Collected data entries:
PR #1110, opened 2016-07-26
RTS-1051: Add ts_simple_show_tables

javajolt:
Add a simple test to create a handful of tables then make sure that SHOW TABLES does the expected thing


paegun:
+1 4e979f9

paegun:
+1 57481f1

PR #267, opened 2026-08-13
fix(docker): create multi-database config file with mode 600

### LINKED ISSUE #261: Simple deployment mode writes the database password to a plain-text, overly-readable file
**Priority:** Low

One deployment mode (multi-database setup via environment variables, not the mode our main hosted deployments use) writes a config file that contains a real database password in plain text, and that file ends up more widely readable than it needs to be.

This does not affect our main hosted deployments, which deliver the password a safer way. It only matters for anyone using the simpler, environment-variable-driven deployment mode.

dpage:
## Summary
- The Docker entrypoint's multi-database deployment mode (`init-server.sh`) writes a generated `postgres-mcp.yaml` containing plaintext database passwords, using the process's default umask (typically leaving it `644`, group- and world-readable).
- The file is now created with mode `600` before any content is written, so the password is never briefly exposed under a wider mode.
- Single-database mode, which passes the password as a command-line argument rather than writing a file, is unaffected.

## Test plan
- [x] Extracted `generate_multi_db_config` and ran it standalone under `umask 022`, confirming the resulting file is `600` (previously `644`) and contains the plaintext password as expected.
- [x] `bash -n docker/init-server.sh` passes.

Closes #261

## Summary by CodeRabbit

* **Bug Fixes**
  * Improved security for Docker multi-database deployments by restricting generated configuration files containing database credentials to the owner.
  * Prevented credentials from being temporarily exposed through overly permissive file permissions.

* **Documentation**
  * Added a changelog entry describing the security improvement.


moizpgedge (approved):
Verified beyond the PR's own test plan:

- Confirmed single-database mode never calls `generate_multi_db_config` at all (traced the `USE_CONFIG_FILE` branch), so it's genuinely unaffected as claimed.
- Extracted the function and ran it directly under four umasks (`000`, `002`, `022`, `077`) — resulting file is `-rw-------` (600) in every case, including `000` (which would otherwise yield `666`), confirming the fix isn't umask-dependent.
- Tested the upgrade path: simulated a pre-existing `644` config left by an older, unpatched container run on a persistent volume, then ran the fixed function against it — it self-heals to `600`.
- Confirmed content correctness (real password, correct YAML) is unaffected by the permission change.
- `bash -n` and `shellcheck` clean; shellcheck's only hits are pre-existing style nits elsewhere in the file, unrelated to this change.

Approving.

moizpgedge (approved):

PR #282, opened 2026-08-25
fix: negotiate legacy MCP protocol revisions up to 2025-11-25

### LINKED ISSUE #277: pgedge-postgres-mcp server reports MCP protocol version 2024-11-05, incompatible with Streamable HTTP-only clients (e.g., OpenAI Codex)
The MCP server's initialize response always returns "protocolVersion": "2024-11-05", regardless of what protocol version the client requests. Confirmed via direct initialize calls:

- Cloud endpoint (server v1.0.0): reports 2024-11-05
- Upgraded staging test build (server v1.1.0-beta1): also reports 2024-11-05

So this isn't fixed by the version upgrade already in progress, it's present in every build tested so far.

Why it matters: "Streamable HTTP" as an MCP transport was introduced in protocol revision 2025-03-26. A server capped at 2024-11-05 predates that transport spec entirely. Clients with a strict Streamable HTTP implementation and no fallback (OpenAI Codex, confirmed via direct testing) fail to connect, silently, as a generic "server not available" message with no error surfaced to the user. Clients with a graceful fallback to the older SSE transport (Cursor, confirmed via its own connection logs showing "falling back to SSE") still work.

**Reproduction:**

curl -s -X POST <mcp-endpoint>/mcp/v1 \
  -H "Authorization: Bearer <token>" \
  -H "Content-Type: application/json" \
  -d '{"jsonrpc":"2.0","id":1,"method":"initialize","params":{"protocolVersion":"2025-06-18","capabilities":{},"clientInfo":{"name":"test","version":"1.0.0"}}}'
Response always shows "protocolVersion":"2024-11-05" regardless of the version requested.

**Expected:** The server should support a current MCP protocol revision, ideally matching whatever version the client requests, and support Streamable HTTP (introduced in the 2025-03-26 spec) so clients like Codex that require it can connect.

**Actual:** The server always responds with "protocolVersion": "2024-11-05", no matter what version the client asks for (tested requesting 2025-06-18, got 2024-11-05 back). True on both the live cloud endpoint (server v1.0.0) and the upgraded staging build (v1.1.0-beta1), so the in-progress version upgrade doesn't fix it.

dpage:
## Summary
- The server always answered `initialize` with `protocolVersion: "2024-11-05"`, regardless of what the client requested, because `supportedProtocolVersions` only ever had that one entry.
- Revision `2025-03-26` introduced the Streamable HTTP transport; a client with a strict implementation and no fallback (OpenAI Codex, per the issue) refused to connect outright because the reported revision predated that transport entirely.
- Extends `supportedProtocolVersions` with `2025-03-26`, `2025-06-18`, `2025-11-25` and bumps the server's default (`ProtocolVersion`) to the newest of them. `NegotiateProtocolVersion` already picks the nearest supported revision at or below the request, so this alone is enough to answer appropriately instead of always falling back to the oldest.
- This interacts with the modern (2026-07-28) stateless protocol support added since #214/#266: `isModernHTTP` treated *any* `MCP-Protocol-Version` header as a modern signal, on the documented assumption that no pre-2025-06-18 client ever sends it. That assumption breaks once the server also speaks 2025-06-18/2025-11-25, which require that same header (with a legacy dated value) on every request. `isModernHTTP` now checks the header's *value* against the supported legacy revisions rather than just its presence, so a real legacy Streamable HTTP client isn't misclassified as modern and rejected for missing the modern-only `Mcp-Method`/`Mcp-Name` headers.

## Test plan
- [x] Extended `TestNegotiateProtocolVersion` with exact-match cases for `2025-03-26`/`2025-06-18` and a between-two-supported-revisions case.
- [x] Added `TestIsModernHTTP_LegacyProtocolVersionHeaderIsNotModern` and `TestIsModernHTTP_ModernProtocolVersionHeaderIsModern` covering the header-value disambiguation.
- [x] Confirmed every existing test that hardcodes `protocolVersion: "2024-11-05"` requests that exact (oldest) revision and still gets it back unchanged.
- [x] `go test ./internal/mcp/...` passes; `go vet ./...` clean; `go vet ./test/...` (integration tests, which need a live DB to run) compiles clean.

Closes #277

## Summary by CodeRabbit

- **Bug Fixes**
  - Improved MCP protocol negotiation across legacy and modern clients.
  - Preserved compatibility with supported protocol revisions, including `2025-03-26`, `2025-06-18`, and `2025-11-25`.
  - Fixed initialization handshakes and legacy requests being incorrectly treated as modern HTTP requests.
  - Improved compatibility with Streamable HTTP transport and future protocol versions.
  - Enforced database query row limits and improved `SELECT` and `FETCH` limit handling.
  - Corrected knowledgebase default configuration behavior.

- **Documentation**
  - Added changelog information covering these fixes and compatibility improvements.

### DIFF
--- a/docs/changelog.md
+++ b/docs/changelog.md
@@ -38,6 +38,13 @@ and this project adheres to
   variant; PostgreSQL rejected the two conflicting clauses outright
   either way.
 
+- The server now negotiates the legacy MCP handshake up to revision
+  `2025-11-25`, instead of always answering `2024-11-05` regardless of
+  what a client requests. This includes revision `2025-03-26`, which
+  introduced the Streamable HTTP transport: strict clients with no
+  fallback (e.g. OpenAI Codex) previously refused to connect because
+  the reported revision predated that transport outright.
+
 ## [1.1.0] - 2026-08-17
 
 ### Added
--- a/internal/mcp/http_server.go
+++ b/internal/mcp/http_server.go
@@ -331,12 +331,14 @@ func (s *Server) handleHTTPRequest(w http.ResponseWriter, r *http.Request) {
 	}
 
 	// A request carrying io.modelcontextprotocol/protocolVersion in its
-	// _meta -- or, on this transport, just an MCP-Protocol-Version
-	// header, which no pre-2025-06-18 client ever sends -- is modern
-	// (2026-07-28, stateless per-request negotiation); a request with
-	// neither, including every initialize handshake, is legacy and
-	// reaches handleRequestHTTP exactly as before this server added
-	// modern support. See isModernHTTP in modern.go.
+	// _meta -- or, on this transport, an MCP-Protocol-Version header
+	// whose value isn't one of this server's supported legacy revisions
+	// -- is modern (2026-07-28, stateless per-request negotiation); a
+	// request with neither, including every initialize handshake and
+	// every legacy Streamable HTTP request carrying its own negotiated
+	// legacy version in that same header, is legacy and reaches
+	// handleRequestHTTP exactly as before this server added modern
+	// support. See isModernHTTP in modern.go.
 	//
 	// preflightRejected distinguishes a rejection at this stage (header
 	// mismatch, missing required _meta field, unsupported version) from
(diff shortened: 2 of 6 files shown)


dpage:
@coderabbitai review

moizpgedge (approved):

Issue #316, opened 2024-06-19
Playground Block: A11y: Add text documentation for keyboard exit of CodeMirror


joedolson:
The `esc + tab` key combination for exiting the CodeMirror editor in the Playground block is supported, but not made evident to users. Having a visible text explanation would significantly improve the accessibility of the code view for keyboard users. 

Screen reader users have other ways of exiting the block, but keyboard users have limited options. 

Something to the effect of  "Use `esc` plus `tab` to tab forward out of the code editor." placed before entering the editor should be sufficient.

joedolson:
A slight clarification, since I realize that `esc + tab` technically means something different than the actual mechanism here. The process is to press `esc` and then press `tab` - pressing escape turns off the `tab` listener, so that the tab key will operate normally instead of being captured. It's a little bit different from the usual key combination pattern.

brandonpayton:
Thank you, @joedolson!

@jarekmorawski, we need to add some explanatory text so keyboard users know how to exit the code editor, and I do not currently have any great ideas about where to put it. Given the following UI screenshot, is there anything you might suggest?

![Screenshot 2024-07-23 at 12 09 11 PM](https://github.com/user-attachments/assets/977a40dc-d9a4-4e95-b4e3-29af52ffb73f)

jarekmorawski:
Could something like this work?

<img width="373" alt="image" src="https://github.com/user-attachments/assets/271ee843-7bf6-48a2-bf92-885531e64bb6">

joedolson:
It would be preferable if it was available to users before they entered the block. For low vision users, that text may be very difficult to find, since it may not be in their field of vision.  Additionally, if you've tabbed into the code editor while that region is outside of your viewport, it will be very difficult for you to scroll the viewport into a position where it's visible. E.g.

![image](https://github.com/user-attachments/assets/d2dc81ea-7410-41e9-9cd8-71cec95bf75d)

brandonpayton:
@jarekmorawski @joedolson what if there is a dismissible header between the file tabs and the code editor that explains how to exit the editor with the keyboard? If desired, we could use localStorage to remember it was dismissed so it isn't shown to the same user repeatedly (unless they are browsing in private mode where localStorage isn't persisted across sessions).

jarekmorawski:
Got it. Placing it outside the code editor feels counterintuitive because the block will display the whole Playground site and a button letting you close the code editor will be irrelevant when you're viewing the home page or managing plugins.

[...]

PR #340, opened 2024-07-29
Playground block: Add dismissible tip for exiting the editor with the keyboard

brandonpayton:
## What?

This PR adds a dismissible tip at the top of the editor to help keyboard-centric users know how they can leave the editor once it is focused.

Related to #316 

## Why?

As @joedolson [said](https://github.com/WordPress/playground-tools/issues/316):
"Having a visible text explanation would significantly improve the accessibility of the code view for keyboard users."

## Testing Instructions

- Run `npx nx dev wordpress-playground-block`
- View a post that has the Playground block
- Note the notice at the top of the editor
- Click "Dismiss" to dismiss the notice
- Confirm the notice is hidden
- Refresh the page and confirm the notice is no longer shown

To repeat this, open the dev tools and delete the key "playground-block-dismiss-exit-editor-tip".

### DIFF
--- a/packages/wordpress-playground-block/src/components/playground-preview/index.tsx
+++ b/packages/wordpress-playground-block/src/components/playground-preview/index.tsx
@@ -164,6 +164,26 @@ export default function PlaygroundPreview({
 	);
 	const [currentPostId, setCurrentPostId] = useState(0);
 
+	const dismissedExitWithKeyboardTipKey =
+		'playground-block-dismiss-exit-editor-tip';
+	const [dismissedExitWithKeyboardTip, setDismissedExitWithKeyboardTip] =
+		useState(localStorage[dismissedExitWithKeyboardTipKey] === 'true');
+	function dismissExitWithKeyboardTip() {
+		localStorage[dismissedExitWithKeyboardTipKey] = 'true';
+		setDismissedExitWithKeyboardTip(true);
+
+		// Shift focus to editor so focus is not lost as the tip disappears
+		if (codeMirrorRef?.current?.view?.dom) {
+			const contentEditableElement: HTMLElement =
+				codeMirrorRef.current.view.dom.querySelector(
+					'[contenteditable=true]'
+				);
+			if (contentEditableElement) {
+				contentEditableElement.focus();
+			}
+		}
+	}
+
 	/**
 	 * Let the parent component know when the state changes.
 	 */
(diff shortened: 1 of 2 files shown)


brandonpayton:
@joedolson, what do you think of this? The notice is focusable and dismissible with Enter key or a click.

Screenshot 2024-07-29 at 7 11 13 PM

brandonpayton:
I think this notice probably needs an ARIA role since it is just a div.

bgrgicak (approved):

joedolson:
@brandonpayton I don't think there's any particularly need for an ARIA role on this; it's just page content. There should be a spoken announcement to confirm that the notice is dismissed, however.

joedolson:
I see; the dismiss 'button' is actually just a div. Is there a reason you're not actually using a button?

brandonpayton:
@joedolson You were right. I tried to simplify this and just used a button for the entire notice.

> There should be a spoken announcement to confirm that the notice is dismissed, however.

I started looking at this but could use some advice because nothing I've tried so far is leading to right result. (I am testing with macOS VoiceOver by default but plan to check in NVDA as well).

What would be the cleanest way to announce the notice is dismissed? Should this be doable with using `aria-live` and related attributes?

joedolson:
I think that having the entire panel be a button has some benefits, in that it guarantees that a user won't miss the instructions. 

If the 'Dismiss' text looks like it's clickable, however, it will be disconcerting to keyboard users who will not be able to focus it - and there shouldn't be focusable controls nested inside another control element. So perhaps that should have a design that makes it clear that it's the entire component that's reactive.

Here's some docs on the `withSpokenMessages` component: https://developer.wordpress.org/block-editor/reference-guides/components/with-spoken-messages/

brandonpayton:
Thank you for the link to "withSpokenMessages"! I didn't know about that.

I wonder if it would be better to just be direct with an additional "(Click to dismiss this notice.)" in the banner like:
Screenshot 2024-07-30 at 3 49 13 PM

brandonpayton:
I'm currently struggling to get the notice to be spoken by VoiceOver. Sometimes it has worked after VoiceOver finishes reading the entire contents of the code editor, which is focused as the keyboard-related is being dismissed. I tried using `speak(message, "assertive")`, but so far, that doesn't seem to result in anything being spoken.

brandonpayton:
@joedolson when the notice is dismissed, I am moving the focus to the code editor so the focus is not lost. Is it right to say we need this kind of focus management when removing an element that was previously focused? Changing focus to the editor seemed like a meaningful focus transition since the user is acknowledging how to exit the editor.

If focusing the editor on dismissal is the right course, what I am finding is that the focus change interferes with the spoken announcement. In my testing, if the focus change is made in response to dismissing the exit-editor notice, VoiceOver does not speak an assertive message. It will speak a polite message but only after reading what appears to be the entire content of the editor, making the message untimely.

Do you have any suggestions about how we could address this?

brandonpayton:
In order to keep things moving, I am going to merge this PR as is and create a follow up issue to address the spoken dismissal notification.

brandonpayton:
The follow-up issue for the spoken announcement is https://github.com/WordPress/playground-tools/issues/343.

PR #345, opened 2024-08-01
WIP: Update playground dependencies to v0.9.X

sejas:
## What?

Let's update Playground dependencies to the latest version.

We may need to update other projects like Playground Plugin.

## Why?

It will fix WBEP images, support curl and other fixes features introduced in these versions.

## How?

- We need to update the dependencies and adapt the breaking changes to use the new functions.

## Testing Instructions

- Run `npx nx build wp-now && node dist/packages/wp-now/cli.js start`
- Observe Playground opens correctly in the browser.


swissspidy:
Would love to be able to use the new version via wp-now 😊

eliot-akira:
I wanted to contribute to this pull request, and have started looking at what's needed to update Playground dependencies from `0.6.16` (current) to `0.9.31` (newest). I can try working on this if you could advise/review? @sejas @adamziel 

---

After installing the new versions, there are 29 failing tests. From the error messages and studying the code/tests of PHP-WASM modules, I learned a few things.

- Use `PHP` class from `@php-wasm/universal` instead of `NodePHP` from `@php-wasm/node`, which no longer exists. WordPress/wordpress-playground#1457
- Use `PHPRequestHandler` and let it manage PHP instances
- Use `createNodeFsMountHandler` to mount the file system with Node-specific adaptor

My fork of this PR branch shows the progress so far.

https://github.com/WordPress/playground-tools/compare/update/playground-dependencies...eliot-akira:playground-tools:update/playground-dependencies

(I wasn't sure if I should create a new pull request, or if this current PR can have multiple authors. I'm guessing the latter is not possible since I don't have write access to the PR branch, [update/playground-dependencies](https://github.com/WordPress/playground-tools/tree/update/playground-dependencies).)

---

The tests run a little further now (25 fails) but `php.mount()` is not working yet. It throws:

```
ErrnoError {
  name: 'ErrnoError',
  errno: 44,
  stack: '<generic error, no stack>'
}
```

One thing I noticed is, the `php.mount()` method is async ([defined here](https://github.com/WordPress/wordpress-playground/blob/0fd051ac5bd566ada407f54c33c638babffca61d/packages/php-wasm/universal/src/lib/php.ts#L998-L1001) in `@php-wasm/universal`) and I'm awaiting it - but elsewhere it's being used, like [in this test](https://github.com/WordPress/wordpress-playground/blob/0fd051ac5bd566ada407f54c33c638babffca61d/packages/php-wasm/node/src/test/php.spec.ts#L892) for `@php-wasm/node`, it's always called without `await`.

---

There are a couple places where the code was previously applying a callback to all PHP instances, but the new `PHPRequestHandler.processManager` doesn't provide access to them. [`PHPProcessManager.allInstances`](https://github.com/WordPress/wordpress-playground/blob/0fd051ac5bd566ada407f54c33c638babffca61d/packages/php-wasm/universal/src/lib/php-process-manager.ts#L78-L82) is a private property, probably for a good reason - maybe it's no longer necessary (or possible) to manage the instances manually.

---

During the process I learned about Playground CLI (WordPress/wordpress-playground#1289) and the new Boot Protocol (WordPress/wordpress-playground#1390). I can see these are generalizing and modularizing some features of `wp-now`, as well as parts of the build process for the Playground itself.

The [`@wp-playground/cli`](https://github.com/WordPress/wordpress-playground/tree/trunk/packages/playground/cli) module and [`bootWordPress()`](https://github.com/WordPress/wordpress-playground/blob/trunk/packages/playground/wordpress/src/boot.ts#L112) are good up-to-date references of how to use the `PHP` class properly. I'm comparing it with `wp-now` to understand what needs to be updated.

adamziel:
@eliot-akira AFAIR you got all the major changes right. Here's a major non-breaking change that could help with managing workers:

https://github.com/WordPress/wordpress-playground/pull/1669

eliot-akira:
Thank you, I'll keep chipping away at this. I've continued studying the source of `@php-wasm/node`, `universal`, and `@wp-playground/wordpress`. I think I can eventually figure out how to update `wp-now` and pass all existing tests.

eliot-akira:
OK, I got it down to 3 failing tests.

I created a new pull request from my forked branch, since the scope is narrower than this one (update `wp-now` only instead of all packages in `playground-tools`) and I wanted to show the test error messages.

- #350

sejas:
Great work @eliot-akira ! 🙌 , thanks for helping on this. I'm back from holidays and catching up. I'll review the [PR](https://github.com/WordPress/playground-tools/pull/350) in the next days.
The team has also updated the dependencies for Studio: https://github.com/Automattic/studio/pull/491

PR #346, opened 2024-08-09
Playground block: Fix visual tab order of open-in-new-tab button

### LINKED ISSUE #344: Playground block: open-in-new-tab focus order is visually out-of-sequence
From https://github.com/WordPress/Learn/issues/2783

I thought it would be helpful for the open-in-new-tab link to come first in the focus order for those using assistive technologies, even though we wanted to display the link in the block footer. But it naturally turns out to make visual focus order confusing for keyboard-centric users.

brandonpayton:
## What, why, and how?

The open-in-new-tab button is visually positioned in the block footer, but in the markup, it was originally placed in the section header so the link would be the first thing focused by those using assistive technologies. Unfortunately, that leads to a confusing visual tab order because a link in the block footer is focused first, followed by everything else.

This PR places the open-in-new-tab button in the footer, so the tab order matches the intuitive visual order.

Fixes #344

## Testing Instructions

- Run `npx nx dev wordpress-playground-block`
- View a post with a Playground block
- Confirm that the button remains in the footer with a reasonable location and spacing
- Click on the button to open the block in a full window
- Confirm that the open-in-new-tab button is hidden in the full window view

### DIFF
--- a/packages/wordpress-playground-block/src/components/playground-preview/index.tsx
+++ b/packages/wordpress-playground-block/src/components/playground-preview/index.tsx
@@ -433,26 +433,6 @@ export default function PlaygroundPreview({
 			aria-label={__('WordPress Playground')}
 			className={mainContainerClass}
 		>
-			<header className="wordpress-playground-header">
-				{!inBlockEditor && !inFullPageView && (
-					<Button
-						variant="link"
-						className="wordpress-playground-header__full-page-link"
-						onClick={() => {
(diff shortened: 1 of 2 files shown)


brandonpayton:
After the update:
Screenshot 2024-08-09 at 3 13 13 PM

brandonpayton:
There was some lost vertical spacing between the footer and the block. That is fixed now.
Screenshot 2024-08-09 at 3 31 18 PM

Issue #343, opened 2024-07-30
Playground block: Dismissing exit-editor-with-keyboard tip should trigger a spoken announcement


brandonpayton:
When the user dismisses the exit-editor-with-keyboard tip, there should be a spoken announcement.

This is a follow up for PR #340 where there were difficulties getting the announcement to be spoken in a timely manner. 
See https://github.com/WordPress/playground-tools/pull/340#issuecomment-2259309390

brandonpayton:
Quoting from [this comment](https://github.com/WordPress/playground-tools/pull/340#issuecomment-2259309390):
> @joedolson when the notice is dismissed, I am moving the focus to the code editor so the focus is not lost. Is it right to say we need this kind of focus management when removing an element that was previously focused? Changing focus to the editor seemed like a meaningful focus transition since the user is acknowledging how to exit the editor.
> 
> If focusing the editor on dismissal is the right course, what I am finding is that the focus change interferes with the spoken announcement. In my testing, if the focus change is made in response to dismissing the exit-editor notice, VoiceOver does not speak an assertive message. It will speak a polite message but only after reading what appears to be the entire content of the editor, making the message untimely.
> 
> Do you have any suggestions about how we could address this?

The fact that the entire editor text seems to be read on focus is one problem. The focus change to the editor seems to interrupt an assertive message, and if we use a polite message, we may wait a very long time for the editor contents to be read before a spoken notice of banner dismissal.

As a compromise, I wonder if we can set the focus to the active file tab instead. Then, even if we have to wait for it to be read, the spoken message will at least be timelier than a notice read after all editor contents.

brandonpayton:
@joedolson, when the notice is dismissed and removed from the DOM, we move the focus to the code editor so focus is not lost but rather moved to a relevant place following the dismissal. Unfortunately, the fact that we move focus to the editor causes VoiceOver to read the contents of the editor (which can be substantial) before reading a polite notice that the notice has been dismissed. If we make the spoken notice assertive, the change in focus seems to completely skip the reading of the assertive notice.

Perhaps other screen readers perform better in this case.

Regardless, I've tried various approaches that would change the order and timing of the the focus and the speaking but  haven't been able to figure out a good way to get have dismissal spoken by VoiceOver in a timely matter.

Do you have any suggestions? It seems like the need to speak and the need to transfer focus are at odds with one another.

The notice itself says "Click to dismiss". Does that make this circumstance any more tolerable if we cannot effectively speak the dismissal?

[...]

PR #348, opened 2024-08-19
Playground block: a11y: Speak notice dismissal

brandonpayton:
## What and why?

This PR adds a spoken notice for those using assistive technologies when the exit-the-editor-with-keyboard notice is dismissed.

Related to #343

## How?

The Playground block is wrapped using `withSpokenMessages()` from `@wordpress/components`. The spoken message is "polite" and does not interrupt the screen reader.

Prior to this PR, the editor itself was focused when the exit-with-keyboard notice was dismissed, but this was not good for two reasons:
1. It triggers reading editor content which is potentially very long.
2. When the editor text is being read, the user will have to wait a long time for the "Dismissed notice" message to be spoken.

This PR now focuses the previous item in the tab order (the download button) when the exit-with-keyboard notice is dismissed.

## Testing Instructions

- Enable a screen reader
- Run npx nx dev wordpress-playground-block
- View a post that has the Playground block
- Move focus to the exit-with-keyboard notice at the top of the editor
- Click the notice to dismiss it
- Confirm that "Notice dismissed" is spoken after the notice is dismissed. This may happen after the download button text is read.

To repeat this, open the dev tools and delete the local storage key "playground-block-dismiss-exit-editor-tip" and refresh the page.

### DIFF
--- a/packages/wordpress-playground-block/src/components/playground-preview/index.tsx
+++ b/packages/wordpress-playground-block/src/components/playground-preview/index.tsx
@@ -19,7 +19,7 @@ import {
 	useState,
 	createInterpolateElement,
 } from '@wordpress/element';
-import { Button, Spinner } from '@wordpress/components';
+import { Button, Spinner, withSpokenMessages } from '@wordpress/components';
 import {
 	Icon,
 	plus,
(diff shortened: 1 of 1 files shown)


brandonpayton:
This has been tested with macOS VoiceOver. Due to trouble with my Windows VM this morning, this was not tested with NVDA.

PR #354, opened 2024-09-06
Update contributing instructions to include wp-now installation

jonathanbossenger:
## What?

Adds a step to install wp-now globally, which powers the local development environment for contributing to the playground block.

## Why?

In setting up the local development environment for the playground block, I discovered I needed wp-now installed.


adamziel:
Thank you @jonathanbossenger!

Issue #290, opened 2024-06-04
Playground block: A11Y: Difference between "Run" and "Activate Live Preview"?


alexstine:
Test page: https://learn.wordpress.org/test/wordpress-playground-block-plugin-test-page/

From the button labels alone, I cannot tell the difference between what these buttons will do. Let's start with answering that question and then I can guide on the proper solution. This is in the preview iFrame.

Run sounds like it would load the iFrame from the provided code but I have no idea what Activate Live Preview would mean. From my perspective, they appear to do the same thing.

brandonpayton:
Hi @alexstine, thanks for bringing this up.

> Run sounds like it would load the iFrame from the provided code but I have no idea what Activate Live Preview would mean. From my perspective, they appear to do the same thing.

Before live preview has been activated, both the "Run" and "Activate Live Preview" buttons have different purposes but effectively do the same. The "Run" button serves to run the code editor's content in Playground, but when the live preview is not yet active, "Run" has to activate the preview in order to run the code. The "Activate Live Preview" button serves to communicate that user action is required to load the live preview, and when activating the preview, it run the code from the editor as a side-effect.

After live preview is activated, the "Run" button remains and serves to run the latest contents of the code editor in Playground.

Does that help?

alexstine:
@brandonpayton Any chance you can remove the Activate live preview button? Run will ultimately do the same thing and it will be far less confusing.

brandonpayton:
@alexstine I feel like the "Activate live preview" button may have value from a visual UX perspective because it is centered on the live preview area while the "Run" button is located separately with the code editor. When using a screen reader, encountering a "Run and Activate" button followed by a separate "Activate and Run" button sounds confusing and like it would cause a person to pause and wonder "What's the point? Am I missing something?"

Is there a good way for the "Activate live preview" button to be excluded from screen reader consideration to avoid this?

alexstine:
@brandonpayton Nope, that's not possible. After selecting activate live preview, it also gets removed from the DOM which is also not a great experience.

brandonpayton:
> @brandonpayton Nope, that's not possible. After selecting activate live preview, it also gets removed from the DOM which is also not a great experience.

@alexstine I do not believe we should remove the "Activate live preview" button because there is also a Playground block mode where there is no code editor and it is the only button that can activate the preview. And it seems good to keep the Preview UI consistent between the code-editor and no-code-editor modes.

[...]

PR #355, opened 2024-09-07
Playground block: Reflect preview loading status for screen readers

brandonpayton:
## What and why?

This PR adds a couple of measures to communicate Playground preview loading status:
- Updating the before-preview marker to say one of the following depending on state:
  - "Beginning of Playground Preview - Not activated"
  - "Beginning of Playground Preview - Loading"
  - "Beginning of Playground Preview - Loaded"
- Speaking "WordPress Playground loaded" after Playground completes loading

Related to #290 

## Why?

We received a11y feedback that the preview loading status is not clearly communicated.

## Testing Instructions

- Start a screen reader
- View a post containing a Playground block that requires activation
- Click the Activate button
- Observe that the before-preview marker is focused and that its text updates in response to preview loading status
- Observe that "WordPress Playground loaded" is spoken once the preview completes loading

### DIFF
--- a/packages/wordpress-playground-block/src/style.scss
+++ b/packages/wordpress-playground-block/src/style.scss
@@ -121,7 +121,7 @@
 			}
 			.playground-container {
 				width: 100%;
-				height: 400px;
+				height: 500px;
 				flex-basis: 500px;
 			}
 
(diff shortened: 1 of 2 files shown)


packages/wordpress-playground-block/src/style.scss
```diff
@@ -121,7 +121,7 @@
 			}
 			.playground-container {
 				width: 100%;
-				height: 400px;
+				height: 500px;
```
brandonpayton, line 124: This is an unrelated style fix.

◆ Exercise details
Go through the entries above and copy each line with "containing" in it.

◆ Response for this exercise
- The Docker entrypoint's multi-database deployment mode (`init-server.sh`) writes a generated `postgres-mcp.yaml` containing plaintext database passwords, using the process's default umask (typically leaving it `644`, group- and world-readable).
  * Improved security for Docker multi-database deployments by restricting generated configuration files containing database credentials to the owner.
- View a post containing a Playground block that requires activation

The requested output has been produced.